8 | Auswertung von Meilensteinen
Credit/Quelle: RiskConsult GmbH
Die rote Kurve ergibt sich, wenn man identifizierte Risiken (IR) mit Terminauswirkung hinzufügt. Der Vergleich mit dem Zieldatum (im Beispiel 01.09.2024) ergibt eine Terminplansicherheit von ca. 65 % (P65). Das Zieldatum kann zum derzeitigen Stichtag mit einer Wahrscheinlichkeit von 65 % gehalten werden. Mit einer Wahrscheinlichkeit von 35 % wird es überschritten.

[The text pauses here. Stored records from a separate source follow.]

PR #6, opened 2024-06-27
#Issue 1 -  Parse input configuration

Guillaume-Villain:
- Add parsing of the federation controller with the flag module
- Structure of the YAML is put into internal/pkg/config as exportable
- a global variable is created containg the yaml of the command line


cmd/federation-controller/main.go
jewertow, line 1: What do you think about the following ordering of variables and functions?
```
import (
	"flag"
	...
)

var (
	meshPeer = flag.String("meshPeers", "meshPeers Yml",
	exportedServiceSet = flag.String("exportedServiceSet", "exportedServiceSet Yml",
	importedServiceSet = flag.String("importedServiceSet", "importedServiceSet Yml",
)

func main() {
        flag.Parse()
	appConfig := parse()
```

jewertow (commented):
Thanks, I verified that parsing works correctly. I left a few suggestions.

cmd/federation-controller/main.go
```diff
@@ -1,7 +1,55 @@
...
+	"flag"
+	"fmt"
+	"os"
+	"github.com/jewertow/federation/internal/pkg/config"
+	"gopkg.in/yaml.v3"
+)
+
+// Global variable to store the parsed arguments and "flag" arguments
+var (
+	AppConfig config.Federation
```
jewertow, line 13: We shouldn't export this variable, because we will instantiate dependent components in this file, like exported service set watcher, and then we won't be able to import this config variable, because that would cause circular dependency.
```suggestion
```

cmd/federation-controller/main.go
```diff
@@ -1,7 +1,55 @@
...
+	unmarshalYAML(*meshPeer, &peers)
+	unmarshalYAML(*exportedServiceSet, &exported)
+	unmarshalYAML(*importedServiceSet, &imported)
+
+	AppConfig = config.Federation{
+		MeshPeers:          peers,
+		ExportedServiceSet: exported,
+		ImportedServiceSet: imported,
+	}
+}
```
jewertow, line 49: Regarding first comment:
```suggestion
func parse() *config.Federation {
	var (
		peers    config.MeshPeers
		exported config.ExportedServices
		imported config.ImportedServices
	)

	unmarshalYAML(*meshPeer, &peers)
	unmarshalYAML(*exportedServiceSet, &exported)
	unmarshalYAML(*importedServiceSet, &imported)

	return &config.Federation{
		MeshPeers:          peers,
		ExportedServiceSet: exported,
		ImportedServiceSet: imported,
	}
}
```

jewertow (changes requested):
Could you use snake case for file names?

cmd/federation-controller/main.go
Guillaume-Villain: Remove from export

cmd/federation-controller/main.go
Guillaume-Villain: change done

jewertow (approved):
Thanks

Um nach derzeitigem Stand eine 80-prozentige Sicherheit (P80) des Zieldatums zu erreichen, sollte der 21.11.2024 als Zieldatum ins Auge gefasst werden.
7 Ausblick
Der zweite Teil der Artikelserie „Risikomanagement bei Großprojekten im Tunnelbau“ baut auf die im ersten Teil beschriebenen Grundlagen auf und erläutert den Aufbau eines digitalen Projektzwillings für die Kosten- und Bauzeitanalyse am Beispiel eines Großprojekts im Tunnelbau.
Mit dem Forschungsprojekt DigiPeC an der Universität der Bundeswehr München sollen anreizbasierte Verträge ein
kooperierendes Arbeiten zwischen Bauherren und Bauunternehmen fördern. Ein zentrales Element für den Erfolg ist dabei das Risikomanagement, dessen Implementierung und Anwendung in den nächsten beiden Teilen dieser Artikelserie näher beschrieben wird.